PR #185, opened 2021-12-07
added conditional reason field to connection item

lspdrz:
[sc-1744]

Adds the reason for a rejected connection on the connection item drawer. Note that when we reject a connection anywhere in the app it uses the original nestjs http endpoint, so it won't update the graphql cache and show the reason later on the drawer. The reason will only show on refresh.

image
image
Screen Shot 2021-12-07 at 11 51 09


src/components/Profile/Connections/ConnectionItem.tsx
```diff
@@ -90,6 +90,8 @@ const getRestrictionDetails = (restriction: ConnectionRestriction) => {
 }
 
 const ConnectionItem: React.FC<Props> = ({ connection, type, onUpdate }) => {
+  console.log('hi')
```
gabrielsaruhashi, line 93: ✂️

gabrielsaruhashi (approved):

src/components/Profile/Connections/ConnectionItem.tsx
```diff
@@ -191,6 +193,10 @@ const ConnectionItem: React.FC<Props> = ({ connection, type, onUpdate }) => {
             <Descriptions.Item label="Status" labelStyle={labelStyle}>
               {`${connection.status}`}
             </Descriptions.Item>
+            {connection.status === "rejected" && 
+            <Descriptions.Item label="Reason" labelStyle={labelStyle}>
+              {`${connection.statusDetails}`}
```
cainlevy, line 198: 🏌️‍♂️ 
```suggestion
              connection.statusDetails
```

* * * *

▶ **What this task involves**:
Give every line above again, word for word.

▶ **Answer section**:
PR #185, opened 2021-12-07
added conditional reason field to connection item

lspdrz:
[sc-1744]

Adds the reason for a rejected connection on the connection item drawer. Note that when we reject a connection anywhere in the app it uses the original nestjs http endpoint, so it won't update the graphql cache and show the reason later on the drawer. The reason will only show on refresh.

image
image
Screen Shot 2021-12-07 at 11 51 09


src/components/Profile/Connections/ConnectionItem.tsx
```diff
@@ -90,6 +90,8 @@ const getRestrictionDetails = (restriction: ConnectionRestriction) => {
 }
 
 const ConnectionItem: React.FC<Props> = ({ connection, type, onUpdate }) => {
+  console.log('hi')
```
gabrielsaruhashi, line 93: ✂️

gabrielsaruhashi (approved):

src/components/Profile/Connections/ConnectionItem.tsx
```diff
@@ -191,6 +193,10 @@ const ConnectionItem: React.FC<Props> = ({ connection, type, onUpdate }) => {
             <Descriptions.Item label="Status" labelStyle={labelStyle}>
               {`${connection.status}`}
             </Descriptions.Item>
+            {connection.status === "rejected" && 
+            <Descriptions.Item label="Reason" labelStyle={labelStyle}>
+              {`${connection.statusDetails}`}
```
cainlevy, line 198: 🏌️‍♂️ 
```suggestion
              connection.statusDetails
```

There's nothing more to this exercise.